Thursday 1 October 2009

A river runs through it

Hopefully now, you will be becoming acclimatised to some of the best practices for designing large scale systems. Now that we've examined the "application layer" in a bit of detail (implement only Atomic, Idempotent, Stateless operations), we'll move on to look at the "back-end" - the data storage / state / persistence layer.

Fundamentally, all scalable architectures are about replication, be it caching, db replication, or clustering. They are about mitigating the problems of having one central authoritative system which simply does not scale. All because as the number of users and transactions grow, so does contention on a central resource. The only way to deal with this is to add replicas: replica applications, databases, machines, graphics, etc., whatever your application is built of.

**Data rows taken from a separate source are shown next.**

PR #326, opened 2023-01-13
exit Immersive Display System by keybind

watasuke102:
## Context

We want to leave Immersive Display System by pressing Meta+V

## Summary

Add keybind about leaving

## How to check behavior

Start zen, connect to zen-mirror, and press Meta+V


Aki-7 (approved):
LGTM!

PR #332, opened 2023-01-14
replace zigen -> zwin

watasuke102:
## Context

To coincide with a organization name change, replace `zigen` -> `zwin`

## How to check behavior

Build, install, and launch.


Aki-7 (approved):
LGTM!

Issue #1089, opened 2024-04-25
[Input] - AutoComplete


vladko-uxds:
LIst of additional properties:

- [ ] Single AutoComplete: As the user types, the system predicts and displays a single item (EX: email) suggestion directly in the input field.
- [ ] Multiple AutoComplete: Similar as single AutoComplete - system predicts and displays a list of matched items/suggestions and the user can select one item from the list to complete the input. Example [AutoComplete Ant](https://ant.design/components/auto-complete)

PR #1295, opened 2024-08-14
feat(Input): new AutoComplete component

ashbork:
Resolves: #1089

## Description
Adds a new component, `AutoComplete`, which is a wrapper around `Input` and augments it with autocomplete capabilities.

## Storybook

https://feature-autocomplete--613a8e945a5665003a05113b.chromatic.com

## Checklist

**Obligatory:**

- [x] Add correct label


packages/react-components/src/components/Input/AutoComplete.tsx
```diff
@@ -0,0 +1,225 @@
...
+  FloatingNode,
+  FloatingPortal,
+  Placement,
+  Strategy,
+} from '@floating-ui/react';
+
+import { IPickerListItem, PickerList } from '../Picker';
+import { DEFAULT_LIST_HEIGHT, MIN_LIST_HEIGHT } from '../Picker/constants';
+import { useFloatingPicker } from '../Picker/hooks/useFloatingPicker';
+import { usePickerItems } from '../Picker/hooks/usePickerItems';
```
ashbork, line 13: These hooks, while not built specifically for this, work perfectly fine for building a "headless" `PickerList` (one without the usual `PickerTrigger`)

packages/react-components/src/components/Picker/components/PickerList.tsx
```diff
@@ -32,6 +32,7 @@ export interface IPickerListProps {
     userProps?: React.HTMLProps<HTMLElement> | undefined
   ) => Record<string, unknown>;
   emptyStateText?: string;
+  hideWhenEmpty?: boolean;
```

Way back in the "DotCom Boom (tm)" days of the internet, Eric Brewer, chief scientist of a company called Inktomi, which ran Yahoo!’s search engine before a young upstart company called Google got their big break by displacing them, came up with an idea known as "Brewer’s Conjecture", or sometimes the "CAP theorem". It basically says that in a system that uses distributed data, you can choose two of the following (never all three):

Consistency, Availability, or Partition-tolerance

Having all three is impossible, as there is a delay that occurs during the creation of a replica. To deal with this delay, you can either lock access to each copy until all are in sync, or put up with the fact that these replicas may be out of synch with each other during the replication process. One of the most interesting demonstrations of this was what used to be known as the “Google Dance”: when Google pushed out their monthly index updates, search results across the globe would all go out of synch (nowadays they use much more frequent updates, and a lot more in the way of personalisation technologies, so you can’t really see this effect any more).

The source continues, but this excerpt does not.